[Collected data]
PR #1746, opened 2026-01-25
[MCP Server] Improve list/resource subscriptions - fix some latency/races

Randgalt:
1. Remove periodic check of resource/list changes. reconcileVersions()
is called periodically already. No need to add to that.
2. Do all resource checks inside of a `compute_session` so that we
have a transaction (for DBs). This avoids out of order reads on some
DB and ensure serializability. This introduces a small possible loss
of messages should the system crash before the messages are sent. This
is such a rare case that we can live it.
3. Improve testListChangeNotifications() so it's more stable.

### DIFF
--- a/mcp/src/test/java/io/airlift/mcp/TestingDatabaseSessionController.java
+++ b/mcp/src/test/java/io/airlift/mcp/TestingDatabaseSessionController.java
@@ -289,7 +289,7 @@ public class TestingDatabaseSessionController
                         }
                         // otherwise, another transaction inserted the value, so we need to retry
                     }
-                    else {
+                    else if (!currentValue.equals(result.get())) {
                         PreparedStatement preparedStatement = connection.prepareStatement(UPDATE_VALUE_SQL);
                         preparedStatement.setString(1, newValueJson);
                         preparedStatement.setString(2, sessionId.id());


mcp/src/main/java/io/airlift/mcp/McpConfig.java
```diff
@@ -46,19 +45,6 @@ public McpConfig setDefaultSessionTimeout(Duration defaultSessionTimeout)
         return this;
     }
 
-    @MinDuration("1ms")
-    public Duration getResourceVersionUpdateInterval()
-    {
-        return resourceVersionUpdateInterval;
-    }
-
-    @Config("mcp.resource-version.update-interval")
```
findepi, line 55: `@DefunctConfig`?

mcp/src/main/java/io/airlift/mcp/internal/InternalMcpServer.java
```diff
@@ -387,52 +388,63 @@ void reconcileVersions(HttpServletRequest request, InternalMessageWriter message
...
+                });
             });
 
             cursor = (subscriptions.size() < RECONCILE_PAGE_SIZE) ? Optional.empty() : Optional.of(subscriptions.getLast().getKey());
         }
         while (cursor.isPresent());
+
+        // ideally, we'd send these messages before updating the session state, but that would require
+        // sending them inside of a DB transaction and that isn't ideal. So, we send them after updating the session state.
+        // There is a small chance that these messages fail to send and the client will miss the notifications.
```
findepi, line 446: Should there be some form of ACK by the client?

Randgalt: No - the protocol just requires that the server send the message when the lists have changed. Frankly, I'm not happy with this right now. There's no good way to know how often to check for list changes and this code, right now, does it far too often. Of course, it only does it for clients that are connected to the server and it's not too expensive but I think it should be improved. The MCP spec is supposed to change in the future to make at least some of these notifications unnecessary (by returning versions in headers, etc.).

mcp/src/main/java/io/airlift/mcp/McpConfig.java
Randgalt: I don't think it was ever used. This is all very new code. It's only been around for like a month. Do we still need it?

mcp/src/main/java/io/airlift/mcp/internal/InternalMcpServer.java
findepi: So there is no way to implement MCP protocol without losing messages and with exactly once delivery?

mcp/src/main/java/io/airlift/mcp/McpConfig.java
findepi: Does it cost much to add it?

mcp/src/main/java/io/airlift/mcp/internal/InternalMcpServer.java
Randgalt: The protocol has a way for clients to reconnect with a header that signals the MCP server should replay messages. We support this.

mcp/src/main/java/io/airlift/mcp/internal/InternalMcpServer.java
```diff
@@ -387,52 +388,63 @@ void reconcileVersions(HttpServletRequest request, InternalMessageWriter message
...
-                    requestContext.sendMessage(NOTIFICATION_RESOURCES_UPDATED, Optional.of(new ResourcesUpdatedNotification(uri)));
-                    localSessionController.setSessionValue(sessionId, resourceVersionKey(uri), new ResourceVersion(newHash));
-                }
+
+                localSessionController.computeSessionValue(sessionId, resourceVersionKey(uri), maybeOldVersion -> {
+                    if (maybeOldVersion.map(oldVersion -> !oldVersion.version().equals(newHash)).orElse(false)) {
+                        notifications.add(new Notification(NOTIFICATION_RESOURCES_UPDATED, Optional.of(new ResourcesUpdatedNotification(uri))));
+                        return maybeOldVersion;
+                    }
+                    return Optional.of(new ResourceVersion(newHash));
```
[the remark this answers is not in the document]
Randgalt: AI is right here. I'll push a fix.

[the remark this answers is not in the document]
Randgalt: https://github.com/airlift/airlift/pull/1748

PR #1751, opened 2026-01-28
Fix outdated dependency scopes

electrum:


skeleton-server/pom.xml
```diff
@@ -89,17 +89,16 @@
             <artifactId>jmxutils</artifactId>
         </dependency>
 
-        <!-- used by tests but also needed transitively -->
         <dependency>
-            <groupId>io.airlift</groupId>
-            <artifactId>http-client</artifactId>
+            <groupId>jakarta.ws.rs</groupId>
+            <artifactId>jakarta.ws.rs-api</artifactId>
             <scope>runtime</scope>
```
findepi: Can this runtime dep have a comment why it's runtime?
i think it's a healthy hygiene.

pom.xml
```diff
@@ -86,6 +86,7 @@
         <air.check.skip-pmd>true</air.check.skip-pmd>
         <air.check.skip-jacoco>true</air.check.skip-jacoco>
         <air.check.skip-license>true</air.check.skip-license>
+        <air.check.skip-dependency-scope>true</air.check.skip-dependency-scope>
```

= Work required =
Restate each entry exactly, skipping none.

= Your solution =
PR #1746, opened 2026-01-25
[MCP Server] Improve list/resource subscriptions - fix some latency/races

Randgalt:
1. Remove periodic check of resource/list changes. reconcileVersions()
is called periodically already. No need to add to that.
2. Do all resource checks inside of a `compute_session` so that we
have a transaction (for DBs). This avoids out of order reads on some
DB and ensure serializability. This introduces a small possible loss
of messages should the system crash before the messages are sent. This
is such a rare case that we can live it.
3. Improve testListChangeNotifications() so it's more stable.

### DIFF
--- a/mcp/src/test/java/io/airlift/mcp/TestingDatabaseSessionController.java
+++ b/mcp/src/test/java/io/airlift/mcp/TestingDatabaseSessionController.java
@@ -289,7 +289,7 @@ public class TestingDatabaseSessionController
                         }
                         // otherwise, another transaction inserted the value, so we need to retry
                     }
-                    else {
+                    else if (!currentValue.equals(result.get())) {
                         PreparedStatement preparedStatement = connection.prepareStatement(UPDATE_VALUE_SQL);
                         preparedStatement.setString(1, newValueJson);
                         preparedStatement.setString(2, sessionId.id());


mcp/src/main/java/io/airlift/mcp/McpConfig.java
```diff
@@ -46,19 +45,6 @@ public McpConfig setDefaultSessionTimeout(Duration defaultSessionTimeout)
         return this;
     }
 
-    @MinDuration("1ms")
-    public Duration getResourceVersionUpdateInterval()
-    {
-        return resourceVersionUpdateInterval;
-    }
-
-    @Config("mcp.resource-version.update-interval")
```
findepi, line 55: `@DefunctConfig`?

mcp/src/main/java/io/airlift/mcp/internal/InternalMcpServer.java
```diff
@@ -387,52 +388,63 @@ void reconcileVersions(HttpServletRequest request, InternalMessageWriter message
...
+                });
             });
 
             cursor = (subscriptions.size() < RECONCILE_PAGE_SIZE) ? Optional.empty() : Optional.of(subscriptions.getLast().getKey());
         }
         while (cursor.isPresent());
+
+        // ideally, we'd send these messages before updating the session state, but that would require
+        // sending them inside of a DB transaction and that isn't ideal. So, we send them after updating the session state.
+        // There is a small chance that these messages fail to send and the client will miss the notifications.
```
findepi, line 446: Should there be some form of ACK by the client?

Randgalt: No - the protocol just requires that the server send the message when the lists have changed. Frankly, I'm not happy with this right now. There's no good way to know how often to check for list changes and this code, right now, does it far too often. Of course, it only does it for clients that are connected to the server and it's not too expensive but I think it should be improved. The MCP spec is supposed to change in the future to make at least some of these notifications unnecessary (by returning versions in headers, etc.).

mcp/src/main/java/io/airlift/mcp/McpConfig.java
Randgalt: I don't think it was ever used. This is all very new code. It's only been around for like a month. Do we still need it?

mcp/src/main/java/io/airlift/mcp/internal/InternalMcpServer.java
findepi: So there is no way to implement MCP protocol without losing messages and with exactly once delivery?

mcp/src/main/java/io/airlift/mcp/McpConfig.java
findepi: Does it cost much to add it?

mcp/src/main/java/io/airlift/mcp/internal/InternalMcpServer.java
Randgalt: The protocol has a way for clients to reconnect with a header that signals the MCP server should replay messages. We support this.

mcp/src/main/java/io/airlift/mcp/internal/InternalMcpServer.java
```diff
@@ -387,52 +388,63 @@ void reconcileVersions(HttpServletRequest request, InternalMessageWriter message
...
-                    requestContext.sendMessage(NOTIFICATION_RESOURCES_UPDATED, Optional.of(new ResourcesUpdatedNotification(uri)));
-                    localSessionController.setSessionValue(sessionId, resourceVersionKey(uri), new ResourceVersion(newHash));
-                }
+
+                localSessionController.computeSessionValue(sessionId, resourceVersionKey(uri), maybeOldVersion -> {
+                    if (maybeOldVersion.map(oldVersion -> !oldVersion.version().equals(newHash)).orElse(false)) {
+                        notifications.add(new Notification(NOTIFICATION_RESOURCES_UPDATED, Optional.of(new ResourcesUpdatedNotification(uri))));
+                        return maybeOldVersion;
+                    }
+                    return Optional.of(new ResourceVersion(newHash));
```
[the remark this answers is not in the document]
Randgalt: AI is right here. I'll push a fix.

[the remark this answers is not in the document]
Randgalt: https://github.com/airlift/airlift/pull/1748

PR #1751, opened 2026-01-28
Fix outdated dependency scopes

electrum:


skeleton-server/pom.xml
```diff
@@ -89,17 +89,16 @@
             <artifactId>jmxutils</artifactId>
         </dependency>
 
-        <!-- used by tests but also needed transitively -->
         <dependency>
-            <groupId>io.airlift</groupId>
-            <artifactId>http-client</artifactId>
+            <groupId>jakarta.ws.rs</groupId>
+            <artifactId>jakarta.ws.rs-api</artifactId>
             <scope>runtime</scope>
```
findepi: Can this runtime dep have a comment why it's runtime?
i think it's a healthy hygiene.

pom.xml
```diff
@@ -86,6 +86,7 @@
         <air.check.skip-pmd>true</air.check.skip-pmd>
         <air.check.skip-jacoco>true</air.check.skip-jacoco>
         <air.check.skip-license>true</air.check.skip-license>
+        <air.check.skip-dependency-scope>true</air.check.skip-dependency-scope>
```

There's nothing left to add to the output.